■ What is being asked
Copy the whole listing verbatim.

■ Given records
PR #413, opened 2019-03-19
Store BasicCluster.ApplicationVersion as Thing property

triller-telekom:
Currently the `ZigBeeNodePropertyDiscoverer` sets the thing properties as
defined in the `Thing` class:

PROPERTY_VENDOR
PROPERTY_MODEL_ID
PROPERTY_HARDWARE_VERSION

In addition it sets the following properties which are zigbee specific:

THING_PROPERTY_STKVERSION
THING_PROPERTY_ZCLVERSION
THING_PROPERTY_DATECODE

This PR also adds the applicationVersion as a property on the thing.

By definition it holds the "version number of the application software" of
the device and thus might be useful for certain devices.

For example, BitronHome stores their non upgradeable firmware version
(thus no ota cluster available) in this attribute on the 902010/24 smoke
detector.


hsudbrock:
Looks good to me, feel free to merge if you think that it is ok, Chris.

Issue #415, opened 2019-03-21
RuntimeException thrown when ZigBee stick is unplugged.


YordanDZhelev:
In case of unplugged zigbee stick the binding still tries to open it, which results in the following `RuntimeException` 
```
java.lang.RuntimeException: No such device in open
    at gnu.io.RXTXCommDriver.getCommPort(getCommPort:835)
    at gnu.io.CommPortIdentifier.open(open:383)
    at org.openhab.binding.zigbee.handler.ZigBeeSerialPort.open(open:136)
    at org.openhab.binding.zigbee.handler.ZigBeeSerialPort.open(open:112)
    at com.zsmartsystems.zigbee.dongle.ember.ZigBeeDongleEzsp.initialiseEzspProtocol(initialiseEzspProtocol:878)
    at com.zsmartsystems.zigbee.dongle.ember.ZigBeeDongleEzsp.initialize(initialize:310)
    at com.zsmartsystems.zigbee.ZigBeeNetworkManager.initialize(initialize:334)
    at org.openhab.binding.zigbee.handler.ZigBeeCoordinatorHandler.initialiseZigBee(initialiseZigBee:422)
    at org.openhab.binding.zigbee.handler.ZigBeeCoordinatorHandler.access$6(access$6:382)
    at org.openhab.binding.zigbee.handler.ZigBeeCoordinatorHandler$1.run(run:532)
    at java.util.concurrent.Executors$RunnableAdapter.call(call)
    at java.util.concurrent.FutureTask.runAndReset(runAndReset)
    at java.util.concurrent.ScheduledThreadPoolExecutor$ScheduledFutureTask.access$301(access$301)
    at java.util.concurrent.ScheduledThreadPoolExecutor$ScheduledFutureTask.run(run)
    at java.util.concurrent.ThreadPoolExecutor.runWorker(runWorker)
    at java.util.concurrent.ThreadPoolExecutor$Worker.run(run)
    at java.lang.Thread.run(run)
```
The same error was observed in two different variants:
```
java.lang.RuntimeException: No such file or directory in open
    at gnu.io.RXTXCommDriver.getCommPort(getCommPort:835)
    at gnu.io.CommPortIdentifier.open(open:383)
    at org.openhab.binding.zigbee.handler.ZigBeeSerialPort.open(open:136)
```
and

■ Answer area
PR #413, opened 2019-03-19
Store BasicCluster.ApplicationVersion as Thing property

triller-telekom:
Currently the `ZigBeeNodePropertyDiscoverer` sets the thing properties as
defined in the `Thing` class:

PROPERTY_VENDOR
PROPERTY_MODEL_ID
PROPERTY_HARDWARE_VERSION

In addition it sets the following properties which are zigbee specific:

THING_PROPERTY_STKVERSION
THING_PROPERTY_ZCLVERSION
THING_PROPERTY_DATECODE

This PR also adds the applicationVersion as a property on the thing.

By definition it holds the "version number of the application software" of
the device and thus might be useful for certain devices.

For example, BitronHome stores their non upgradeable firmware version
(thus no ota cluster available) in this attribute on the 902010/24 smoke
detector.


hsudbrock:
Looks good to me, feel free to merge if you think that it is ok, Chris.

Issue #415, opened 2019-03-21
RuntimeException thrown when ZigBee stick is unplugged.


YordanDZhelev:
In case of unplugged zigbee stick the binding still tries to open it, which results in the following `RuntimeException` 
```
java.lang.RuntimeException: No such device in open
    at gnu.io.RXTXCommDriver.getCommPort(getCommPort:835)
    at gnu.io.CommPortIdentifier.open(open:383)
    at org.openhab.binding.zigbee.handler.ZigBeeSerialPort.open(open:136)
    at org.openhab.binding.zigbee.handler.ZigBeeSerialPort.open(open:112)
    at com.zsmartsystems.zigbee.dongle.ember.ZigBeeDongleEzsp.initialiseEzspProtocol(initialiseEzspProtocol:878)
    at com.zsmartsystems.zigbee.dongle.ember.ZigBeeDongleEzsp.initialize(initialize:310)
    at com.zsmartsystems.zigbee.ZigBeeNetworkManager.initialize(initialize:334)
    at org.openhab.binding.zigbee.handler.ZigBeeCoordinatorHandler.initialiseZigBee(initialiseZigBee:422)
    at org.openhab.binding.zigbee.handler.ZigBeeCoordinatorHandler.access$6(access$6:382)
    at org.openhab.binding.zigbee.handler.ZigBeeCoordinatorHandler$1.run(run:532)
    at java.util.concurrent.Executors$RunnableAdapter.call(call)
    at java.util.concurrent.FutureTask.runAndReset(runAndReset)
    at java.util.concurrent.ScheduledThreadPoolExecutor$ScheduledFutureTask.access$301(access$301)
    at java.util.concurrent.ScheduledThreadPoolExecutor$ScheduledFutureTask.run(run)
    at java.util.concurrent.ThreadPoolExecutor.runWorker(runWorker)
    at java.util.concurrent.ThreadPoolExecutor$Worker.run(run)
    at java.lang.Thread.run(run)
```
The same error was observed in two different variants:
```
java.lang.RuntimeException: No such file or directory in open
    at gnu.io.RXTXCommDriver.getCommPort(getCommPort:835)
    at gnu.io.CommPortIdentifier.open(open:383)
    at org.openhab.binding.zigbee.handler.ZigBeeSerialPort.open(open:136)
```
and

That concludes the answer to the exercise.